Issue #551, opened 2024-08-07
The dependency toki isn't licensed


asponzan:
In reviewing the dependencies for carbon-relay-ng we discovered that the upstream of toki, https://github.com/taylorchu/toki, doesn't have a declared license. Does the project have explicit permission to use this code?

asponzan:
Understanding that there hasn't been movement on https://github.com/taylorchu/toki/issues/2 are there plans to mitigate this copyright issue?

npazosmendez:
This should be resolved now, thank you for your patience!  🙂 See https://github.com/taylorchu/toki/commit/36c157adcc65b5cfec7781167acbfb4ea240d469

PR #553, opened 2024-09-24
Remove toki

mbells:
Remove the toki module, replaced with a rewritten tokre. This is a tokenizer based on regular expressions.
The API is similar, but not the same.
The tokre module is pulled into the same repo, as there are not many users of the original code.
Fixes issue https://github.com/grafana/carbon-relay-ng/issues/551

### DIFF
--- a/go.mod
+++ b/go.mod
@@ -26,7 +26,6 @@ require (
 	github.com/sirupsen/logrus v1.9.3
 	github.com/streadway/amqp v0.0.0-20170521212453-dfe15e360485
 	github.com/stretchr/testify v1.8.4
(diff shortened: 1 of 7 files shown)


npazosmendez:
Thank you for working on this and sorry for the delay on our end. We had an internal discussion about how to proceed about this. Fortunately, toki's maintainer just added an MIT license to the project, which I believe resolves your concern: https://github.com/taylorchu/toki/commit/36c157adcc65b5cfec7781167acbfb4ea240d469

Having that said, I will close this PR.

mbells:
Thanks. We're more than happy that it was resolved by updating the license of the original package.

PR #571, opened 2024-12-04
docker: build using distroless image

jesusvazquez:
This PR updates the dockerfile to use alpine as the builder image but base the final carbon-relay-ng image on a distroless image

### DIFF
--- a/Dockerfile
+++ b/Dockerfile
@@ -1,8 +1,15 @@
-FROM alpine
+FROM alpine as builder
 RUN apk --update add --no-cache ca-certificates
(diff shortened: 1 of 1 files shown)


Dockerfile
```diff
@@ -1,8 +1,15 @@
-FROM alpine
+FROM alpine as groupbuilder
```
npazosmendez, line 1: I'd name this `builder` maybe

npazosmendez (approved):
LGTM, just a minor comment

Dockerfile
jesusvazquez: renamed and rebased, good call

PR #582, opened 2025-01-22
grafananet: fix FlushSize metric

narqo:
In the `grafananet`router, the definition of the `FlushSize` metrics says its unit is Bytes. But the router's code observes the actual number of metrics sent out, which is also tracked by the `unit=Metric.direction=out` counter.

This PR fixes the router to track the number of bytes sent out to the destination with the request. This behaviour looks aligned with other routers, e.g. see `KafkaMdm`.

### DIFF
--- a/route/grafananet.go
+++ b/route/grafananet.go
@@ -340,7 +340,7 @@ func (route *GrafanaNet) retryFlush(metrics []*schema.MetricData, buffer *bytes.
 		// re-instantiate body, since the previous .Do() attempt would have Read it all the way
 		req.Body = ioutil.NopCloser(bytes.NewReader(body))
 	}
-	log.Debugf("GrafanaNet sent %d metrics in %s -msg size %d", len(metrics), dur, len(metrics))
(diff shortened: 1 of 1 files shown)


route/grafananet.go
```diff
@@ -338,9 +340,9 @@ func (route *GrafanaNet) retryFlush(metrics []*schema.MetricData, buffer *bytes.
 		// re-instantiate body, since the previous .Do() attempt would have Read it all the way
 		req.Body = ioutil.NopCloser(bytes.NewReader(body))
 	}
-	log.Debugf("GrafanaNet sent metrics in %s -msg size %d", dur, len(metrics))
+	log.Debugf("GrafanaNet sent %d metrics in %s -msg size %d", len(metrics), dur, len(metrics))
```
jesusvazquez, line 343: Aren't we printing the number of metrics twice in this message now?

narqo: Good call — fixed

jesusvazquez (approved):
LGTM!

PR #590, opened 2025-03-31
ci: fix packagecloud and docker non-testing builds

npazosmendez:
The version in `build/version.txt` does not contain the leading `v`, because of the `sed 's/^v//' ` here:

https://github.com/grafana/carbon-relay-ng/blob/7d146a931743a9f5f72d3d0b9eebcab7136e1cfc/.github/workflows/ci.yaml#L55

So this regex matching was never succeeding, and we were always pushing to `testing` for packagecloud, and also never `latest` for docker.


krajorama (approved):
LGTM

PR #604, opened 2025-04-30
fix(actions): do not pass secrets undefined on receiver side

krajorama:
Related to https://github.com/grafana/db-upstream-squad/issues/717

We got
```
Invalid workflow file: .github/workflows/dependabot-reviewer.yml#L12
The workflow is not valid. .github/workflows/dependabot-reviewer.yml (Line: 12, Col: 21): Invalid secret, GITHUB_TOKEN is not defined in the referenced workflow. .github/workflows/dependabot-reviewer.yml (Line: 13, Col: 30): Invalid secret, DEPENDABOTREVIEWER_ID is not defined in the referenced workflow.
```


alexgreenbank (approved):
stamp

PR #746, opened 2026-05-29
ci: smoke test built docker images

npazosmendez:
Adds a smoke test that runs each built image (main and k8s) in CI. As the script says, it confirms every listener logs that it is up, then sends a metric and verifies the routing table counter is incremented.

Piggybacking cleanup: delete `build_docker.sh`. Centralize version computation behind `make print-version`, specific tagging is handled directly in the CI definition.


smoke_test.sh
```diff
@@ -0,0 +1,55 @@
...
+# Retry a command quietly until it succeeds, giving up after ~30s.
+retry() {
+    for _ in $(seq 30); do
+        "$@" >/dev/null 2>&1 && return 0
+        sleep 1
+    done
+    return 1
+}
+
+docker run -d --name "$container" -e CRNG_LOG_LEVEL=info \
```
krajorama, line 31: What's stopping the container?

smoke_test.sh
```diff
@@ -0,0 +1,55 @@
...
+# 2. A metric sent over the line protocol increments the "direction=in" counter in the routing table
+in_count() {
+    curl -fsS "http://127.0.0.1:${http_port}/debug/vars2" \
+        | grep -oE '"[^"]*\.direction_is_in"[: ]+[0-9]+' | grep -oE '[0-9]+$'
+}
+printf 'carbon.relay.ng.smoke.test 1 %s\n' "$(date +%s)" \
+    > "/dev/tcp/127.0.0.1/${line_port}" || die "could not reach the line listener"
+ingested() { [ "$(in_count)" -gt 0 ]; }
+retry ingested || die "metric was sent but never counted"
+
```
krajorama, line 54: nit: let's dump the docker logs on success as well , would be cool to see 😊

krajorama (commented):
Looks awesome, way better than I imagined.
I think it would make sense to also dump the logs on success, just

smoke_test.sh
npazosmendez: The `cleanup` trap on `EXIT` runs `docker rm -f` (line 13), which kills and removes the container when the script exits, on both success and failure.

krajorama (approved):
LGTM

PR #747, opened 2026-05-29
docs: update for frozen Docker image tags

npazosmendez:
Updates docs and examples to reflect the Docker image publishing changes from PRs #742-746. The mutable `latest`, `main`, and `master` tags are now frozen. Users should pin to release versions or use immutable `main-<short-sha>` tags instead.


krajorama (approved):
lgtm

+ + +

TASK OBJECTIVE: Every line of the records above needs to be given again exactly.

SOLUTION TO THE PROBLEM:
Issue #551, opened 2024-08-07
The dependency toki isn't licensed


asponzan:
In reviewing the dependencies for carbon-relay-ng we discovered that the upstream of toki, https://github.com/taylorchu/toki, doesn't have a declared license. Does the project have explicit permission to use this code?

asponzan:
Understanding that there hasn't been movement on https://github.com/taylorchu/toki/issues/2 are there plans to mitigate this copyright issue?

npazosmendez:
This should be resolved now, thank you for your patience!  🙂 See https://github.com/taylorchu/toki/commit/36c157adcc65b5cfec7781167acbfb4ea240d469

PR #553, opened 2024-09-24
Remove toki

mbells:
Remove the toki module, replaced with a rewritten tokre. This is a tokenizer based on regular expressions.
The API is similar, but not the same.
The tokre module is pulled into the same repo, as there are not many users of the original code.
Fixes issue https://github.com/grafana/carbon-relay-ng/issues/551

### DIFF
--- a/go.mod
+++ b/go.mod
@@ -26,7 +26,6 @@ require (
 	github.com/sirupsen/logrus v1.9.3
 	github.com/streadway/amqp v0.0.0-20170521212453-dfe15e360485
 	github.com/stretchr/testify v1.8.4
(diff shortened: 1 of 7 files shown)


npazosmendez:
Thank you for working on this and sorry for the delay on our end. We had an internal discussion about how to proceed about this. Fortunately, toki's maintainer just added an MIT license to the project, which I believe resolves your concern: https://github.com/taylorchu/toki/commit/36c157adcc65b5cfec7781167acbfb4ea240d469

Having that said, I will close this PR.

mbells:
Thanks. We're more than happy that it was resolved by updating the license of the original package.

PR #571, opened 2024-12-04
docker: build using distroless image

jesusvazquez:
This PR updates the dockerfile to use alpine as the builder image but base the final carbon-relay-ng image on a distroless image

### DIFF
--- a/Dockerfile
+++ b/Dockerfile
@@ -1,8 +1,15 @@
-FROM alpine
+FROM alpine as builder
 RUN apk --update add --no-cache ca-certificates
(diff shortened: 1 of 1 files shown)


Dockerfile
```diff
@@ -1,8 +1,15 @@
-FROM alpine
+FROM alpine as groupbuilder
```
npazosmendez, line 1: I'd name this `builder` maybe

npazosmendez (approved):
LGTM, just a minor comment

Dockerfile
jesusvazquez: renamed and rebased, good call

PR #582, opened 2025-01-22
grafananet: fix FlushSize metric

narqo:
In the `grafananet`router, the definition of the `FlushSize` metrics says its unit is Bytes. But the router's code observes the actual number of metrics sent out, which is also tracked by the `unit=Metric.direction=out` counter.

This PR fixes the router to track the number of bytes sent out to the destination with the request. This behaviour looks aligned with other routers, e.g. see `KafkaMdm`.

### DIFF
--- a/route/grafananet.go
+++ b/route/grafananet.go
@@ -340,7 +340,7 @@ func (route *GrafanaNet) retryFlush(metrics []*schema.MetricData, buffer *bytes.
 		// re-instantiate body, since the previous .Do() attempt would have Read it all the way
 		req.Body = ioutil.NopCloser(bytes.NewReader(body))
 	}
-	log.Debugf("GrafanaNet sent %d metrics in %s -msg size %d", len(metrics), dur, len(metrics))
(diff shortened: 1 of 1 files shown)


route/grafananet.go
```diff
@@ -338,9 +340,9 @@ func (route *GrafanaNet) retryFlush(metrics []*schema.MetricData, buffer *bytes.
 		// re-instantiate body, since the previous .Do() attempt would have Read it all the way
 		req.Body = ioutil.NopCloser(bytes.NewReader(body))
 	}
-	log.Debugf("GrafanaNet sent metrics in %s -msg size %d", dur, len(metrics))
+	log.Debugf("GrafanaNet sent %d metrics in %s -msg size %d", len(metrics), dur, len(metrics))
```
jesusvazquez, line 343: Aren't we printing the number of metrics twice in this message now?

narqo: Good call — fixed

jesusvazquez (approved):
LGTM!

PR #590, opened 2025-03-31
ci: fix packagecloud and docker non-testing builds

npazosmendez:
The version in `build/version.txt` does not contain the leading `v`, because of the `sed 's/^v//' ` here:

https://github.com/grafana/carbon-relay-ng/blob/7d146a931743a9f5f72d3d0b9eebcab7136e1cfc/.github/workflows/ci.yaml#L55

So this regex matching was never succeeding, and we were always pushing to `testing` for packagecloud, and also never `latest` for docker.


krajorama (approved):
LGTM

PR #604, opened 2025-04-30
fix(actions): do not pass secrets undefined on receiver side

krajorama:
Related to https://github.com/grafana/db-upstream-squad/issues/717

We got
```
Invalid workflow file: .github/workflows/dependabot-reviewer.yml#L12
The workflow is not valid. .github/workflows/dependabot-reviewer.yml (Line: 12, Col: 21): Invalid secret, GITHUB_TOKEN is not defined in the referenced workflow. .github/workflows/dependabot-reviewer.yml (Line: 13, Col: 30): Invalid secret, DEPENDABOTREVIEWER_ID is not defined in the referenced workflow.
```


alexgreenbank (approved):
stamp

PR #746, opened 2026-05-29
ci: smoke test built docker images

npazosmendez:
Adds a smoke test that runs each built image (main and k8s) in CI. As the script says, it confirms every listener logs that it is up, then sends a metric and verifies the routing table counter is incremented.

Piggybacking cleanup: delete `build_docker.sh`. Centralize version computation behind `make print-version`, specific tagging is handled directly in the CI definition.


smoke_test.sh
```diff
@@ -0,0 +1,55 @@
...
+# Retry a command quietly until it succeeds, giving up after ~30s.
+retry() {
+    for _ in $(seq 30); do
+        "$@" >/dev/null 2>&1 && return 0
+        sleep 1
+    done
+    return 1
+}
+
+docker run -d --name "$container" -e CRNG_LOG_LEVEL=info \
```
krajorama, line 31: What's stopping the container?

smoke_test.sh
```diff
@@ -0,0 +1,55 @@
...
+# 2. A metric sent over the line protocol increments the "direction=in" counter in the routing table
+in_count() {
+    curl -fsS "http://127.0.0.1:${http_port}/debug/vars2" \
+        | grep -oE '"[^"]*\.direction_is_in"[: ]+[0-9]+' | grep -oE '[0-9]+$'
+}
+printf 'carbon.relay.ng.smoke.test 1 %s\n' "$(date +%s)" \
+    > "/dev/tcp/127.0.0.1/${line_port}" || die "could not reach the line listener"
+ingested() { [ "$(in_count)" -gt 0 ]; }
+retry ingested || die "metric was sent but never counted"
+
```
krajorama, line 54: nit: let's dump the docker logs on success as well , would be cool to see 😊

krajorama (commented):
Looks awesome, way better than I imagined.
I think it would make sense to also dump the logs on success, just

smoke_test.sh
npazosmendez: The `cleanup` trap on `EXIT` runs `docker rm -f` (line 13), which kills and removes the container when the script exits, on both success and failure.

krajorama (approved):
LGTM

PR #747, opened 2026-05-29
docs: update for frozen Docker image tags

npazosmendez:
Updates docs and examples to reflect the Docker image publishing changes from PRs #742-746. The mutable `latest`, `main`, and `master` tags are now frozen. Users should pin to release versions or use immutable `main-<short-sha>` tags instead.


krajorama (approved):
lgtm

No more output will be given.